Summer is finally here and, with it, our thoughts turn to taking family vacations. However, vacations can get pretty costly: transportation, food and activities quickly eat away at our well-planned budgets. Even if the family vacation spot is not far away, there is still the issue of finding affordable lodging. Luckily, I have found three ways in which I can cut my family’s lodging expenses by 50% or even more.

Vacation Rentals

This takes a bit of preplanning but, if you can coordinate your vacation with another family or two, you can really save on your lodging costs by getting a vacation rental. In my home state of Wisconsin, for example, I was able to book an 8-person lodge with kitchen and fireplace at River’s Edge for $1,045/week in-season. With my family staying with another couple in the same lodge, we ended up paying $75/day. If another couple or family had managed to come with us, our costs would’ve been even lower at just $50/day. Compare these costs to getting a one bedroom hotel room with the same amenities for just my family alone (up to 4 people) and we’d be paying $910/week in-season.

House Swaps

Sites like HomeExchange and TheVacationExchange offer homeowners the opportunity to exchange their homes with other homeowners and avoid paying high hotel costs during their vacation. Some of these sites charge a yearly membership fee. Members pay a discrete monetary amount when they stay at another member’s house; for example, TheVacationExchange asks $250 for the use of another member’s house for the duration of one’s vacation. This can be a real boon if you are planning to stay somewhere for 2 (or more) weeks, since your lodging costs come out to under $18/day.

Campsites

Does the thought of camping make you cringe as you think about bugs, burnt hotdogs and lack of indoor plumbing? If these thoughts are keeping you away from saving money by camping, then fear not: Today’s campgrounds are not only equipped with modern bathrooms and shower facilities but on-site restaurants, convenience stores and even waterparks.

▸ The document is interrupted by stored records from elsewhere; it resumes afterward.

PR #420, opened 2022-09-21
Features: Add BeaconBeamFeature

kristofbolyai:
This PR also adds auto tracking for quest description coordinates. `/compass` will be added in a separate PR.

image


Incompleteusern:
Custom beam color would be cool, but that would require a hybrid between manager and feature, which we still need to resolve on how that should work.

Incompleteusern (dismissed):

kristofbolyai:
> Custom beam color would be cool, but that would require a hybrid between manager and feature, which we still need to resolve on how that should work.

There is a config for custom beam color?

Incompleteusern:
> > Custom beam color would be cool, but that would require a hybrid between manager and feature, which we still need to resolve on how that should work.
> 
> There is a config for custom beam color?

Oh, sorry, I got lost.

magicus:
You're on a roll! 👀

common/src/main/java/com/wynntils/features/user/BeaconBeamFeature.java
```diff
@@ -0,0 +1,96 @@
...
+        QuestInfo questInfo = event.getQuestInfo();
+
+        Matcher matcher = COORDINATE_PATTERN.matcher(questInfo.description());
+        if (!matcher.matches()) return;
+
+        Location parsedLocation = new Location(
+                Integer.parseInt(matcher.group(1)),
+                Integer.parseInt(matcher.group(2)),
+                Integer.parseInt(matcher.group(3)));
+
```
magicus: This functionality should be moved to QuestInfo.

kristofbolyai: (While I am there, I will rename it to `ScoreboardQuestInfo` as the other QuestInfo is for quest book stuff.

common/src/main/java/com/wynntils/wynn/model/scoreboard/quests/QuestHandler.java
```diff
@@ -53,5 +55,6 @@ public void onSegmentRemove(Segment segment, ScoreboardModel.SegmentType segment
 
     public static void resetCurrentQuest() {
         currentQuest = null;
```
magicus: Maybe move extract both these changes to a common private `setQuest` helper? To help make sure we send the event properly if we ever will set it from new code.

common/src/main/java/com/wynntils/features/user/BeaconBeamFeature.java
```diff
@@ -0,0 +1,96 @@
...
+        poseStack.pushPose();
+        float partials = event.getPartialTick();
+        Vec3 vec = McUtils.mc().getCameraEntity().getEyePosition(partials);
+        poseStack.translate(-vec.x, -vec.y, -vec.z);
+
+        Location location = CompassModel.getCompassLocation().get();
+        poseStack.translate(location.x, location.y, location.z);
+
+        BeaconRenderer.renderBeaconBeam(
```
magicus, line 70: Aha, there is a vanilla function we can hijack. :) I was always wondering how much effort must have gone into the compass bean in Legacy :)

kristofbolyai: It actually took me 2 months to get this to render even with this 😅

common/src/main/java/com/wynntils/features/user/BeaconBeamFeature.java
```diff
@@ -0,0 +1,96 @@
...
+                Integer.parseInt(matcher.group(1)),
+                Integer.parseInt(matcher.group(2)),
+                Integer.parseInt(matcher.group(3)));
+
+        CompassModel.setCompassLocation(parsedLocation);
+    }
+
+    @SubscribeEvent
+    public void onRenderLevelLast(RenderLevelLastEvent event) {
+        if (McUtils.player() == null || CompassModel.getCompassLocation().isEmpty()) return;
```
magicus: We're not testing for null on McUtils.player() elsewhere (except in WebManager where I assume it is copied over from Legacy).

I can't imagine what could cause player to be null, as long as we are playing on a world. That just seems like everything should come crashing down burning. And we already have our event filtering so events are only sent out if we are really connected to Wynncraft.

common/src/main/java/com/wynntils/features/user/BeaconBeamFeature.java
magicus: Oh my! 😱

magicus (approved):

Best of all, camping saves you 50% or more on your standard hotel room costs.

I used to go camping all the time when I was a student and on a very limited budget. In states like Virginia and Maryland, I’d find campsites that cost $29-$32/night. This certainly beat hotels with standard rooms running $120/night. In addition to getting really cheap lodging, I could use the campground’s swimming pools, hiking trials and fishing holes absolutely free. And if I didn’t feel like making my own lunch or dinner, the campgrounds offered plenty of ready-made foods at their convenience stores. During weekend hours, there were even cookouts where I could fill up my plate with hot dogs, burgers, potato salad and corn-on-the-cob for just $5. Total average cost of camping: $30 (per night stay) + $5 (meal) = $35. In comparison, the total cost of a hotel stay: $120 (per night stay) + $25 (restaurant meal) = $145. That’s over 75% in savings!

What if you don’t have a tent and sleeping bags or would rather go camping in the early spring or late fall, when temperatures are cooler? Many campgrounds offer camping cabins that start at $60/night. These are often equipped with their own indoor kitchens and bathrooms, giving you some of the comforts of home while still allowing you to enjoy the great outdoors. Even by renting a camping cabin you still save at least 50% on hotel costs.